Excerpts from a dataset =
======
PR #8913, opened 2026-08-29
Add Omafox to Firefox and Zen Browser for theme syncing

cover:
### Summary
- Add the [Omafox](https://github.com/cover/omafox) [AUR package](https://aur.archlinux.org/packages/omafox) and [Firefox/Zen extension](https://addons.mozilla.org/en-US/firefox/addon/omafox/) which keeps the theme in sync with Omarchy

### Test plan
- `bash test/shell.d/browser-policy-dir-test.sh`
- `bash test/shell.d/omafox-browser-integration-test.sh`

### DIFF
--- a/bin/omarchy-install-browser
+++ b/bin/omarchy-install-browser
@@ -29,6 +29,11 @@ setup_firefox_wayland() {
   echo "MOZ_ENABLE_WAYLAND=1" > ~/.config/environment.d/omarchy-firefox-wayland.conf
 }
 
+setup_omafox() {
+  omarchy-pkg-aur-add omafox
+  omafox setup
+}
+
 case $1 in
 chromium)
   echo "Installing Chromium..."
@@ -81,6 +86,7 @@ firefox)
 
   browser_policy_setup_firefox_distribution /usr/lib/firefox/distribution
   setup_firefox_wayland
+  setup_omafox
   announce_browser_installed "Firefox"
   ;;
 zen)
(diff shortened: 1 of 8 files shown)


Jamesking56 (changes requested):
I don't like the fact that this is reliant on both an AUR package and FireFox extension that the Omarchy team doesn't manage. Given the recent AUR security issues and browser extensions that have also had their fair share of bad actors, I'd prefer it if this was configured via bash only (which #10867 does)

cover:
> I don't like the fact that this is reliant on both an AUR package and FireFox extension that the Omarchy team doesn't manage. Given the recent AUR security issues and browser extensions that have also had their fair share of bad actors, I'd prefer it if this was configured via bash only (which #10867 does)

That's fair, I've followed the approach of omazed, which is also [installed](https://github.com/omacom/omarchy/blob/2fbac0c8e88eca704af1650ce721a494bd11a3d0/bin/omarchy-install-editor-zed#L6) as an [AUR package](https://aur.archlinux.org/packages/omazed). I think the limit of that PR is that it forces a [restart](https://github.com/omacom/omarchy/pull/10867/changes#diff-6c163b4920c16fa8503672f82f40af9f4cffa843f7f5384788717105d00e942bR77) of the browser when the theme changes, which is not ideal if you're doing something in the browser and it gets killed and restarted (and also that it doesn't support Firefox)

(FWIW, I wouldn't mind transferring both the repo and package/extension under the Omarchy org)

en3r0:
following

PR #8927, opened 2026-08-29
Anchor dip and lip matches on the ssh binary

### LINKED ISSUE #8917: dip kills unrelated processes: pkill -f pattern is unanchored and matches any command line
## What happened

`dip <port>` can kill processes that are not SSH port forwards — including the shell it was typed in.

## Cause

In `default/bash/fns/ssh-port-forwarding`, `dip()` runs:

```bash
pkill -f "ssh.*-L ${port}:localhost:${port}" && echo "Stopped forwarding port $port" || echo "No forwarding on port $port"
```

`pkill -f` matches the pattern against the **full command line of every process on the system**, not just `ssh` processes. The pattern is unanchored, so any process whose command line happens to contain that text is killed too.

This is easy to hit unintentionally: a shell running a script that mentions the port, an editor with the string in its arguments, or a terminal whose command line includes the forwarding spec will all match.

## What was expected

Only the SSH forward for that port is terminated.

## Steps to reproduce

```bash
# A process that is not ssh but whose command line contains the pattern
bash -c "exec -a 'notssh -L 9000:localhost:9000' sleep 300" &

dip 9000
# -> reports "Stopped forwarding port 9000" and kills the unrelated process
```

I hit this for real while testing: `dip` matched the shell running the test — whose command line contained the port string — and killed it.

## Fix

Anchor the pattern to an actual `ssh` process:

```bash
pkill -f "^([^ ]*/)?ssh .*-L ${port}:localhost:${port}"
```

`lip()` has the same unanchored pattern and will likewise list unrelated processes; the same anchor applies:

```bash
pgrep -af "^([^ ]*/)?ssh .*-L [0-9]+:localhost:[0-9]+"
```

Verified: with the anchor, a decoy process carrying the same text in its command line survives while the real forward is stopped.

## System

- Omarchy 4.0.1-1
- `/usr/share/omarchy/default/bash/fns/ssh-port-forwarding`, line 14

Chessing234:
## Summary
- `dip` / `lip` now match `^ssh … -L port:localhost:port` so an unanchored `pkill -f` cannot kill the shell that typed `dip`, or any other argv that only mentions the fragment (#8917).

## Test plan
- [x] `test/shell.d/ssh-port-forwarding-test.sh` checks the anchored pattern accepts a real ssh forward and rejects a non-ssh cmdline.
- [ ] `fip host 2222` then `dip 2222` stops only that forward.

Fixes #8917

### DIFF
--- a/default/bash/fns/ssh-port-forwarding
+++ b/default/bash/fns/ssh-port-forwarding
@@ -13,11 +13,12 @@ dip() {
   for port in "$@"; do
     # Anchor on the ssh binary name so an unanchored `pkill -f` cannot match an
     # unrelated argv that merely mentions the same -L fragment (e.g. this shell
-    # while typing `dip`, or a script that embeds the pattern) (#8917).
-    pkill -f "^ssh .* -L ${port}:localhost:${port}( |$)" && echo "Stopped forwarding port $port" || echo "No forwarding on port $port"
+    # while typing `dip`, or a script that embeds the pattern) (#8917). The
+    # trailing ( |$) keeps `dip 222` off a forward on port 2222.
+    pkill -f "^([^ ]*/)?ssh .*-L ${port}:localhost:${port}( |$)" && echo "Stopped forwarding port $port" || echo "No forwarding on port $port"
   done
 }
 
 lip() {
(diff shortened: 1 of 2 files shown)


Chessing234:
======
Aim of the exercise = Wherever a line of the entries holds the string "kills", copy that line.

Exercise solution =
### LINKED ISSUE #8917: dip kills unrelated processes: pkill -f pattern is unanchored and matches any command line
# -> reports "Stopped forwarding port 9000" and kills the unrelated process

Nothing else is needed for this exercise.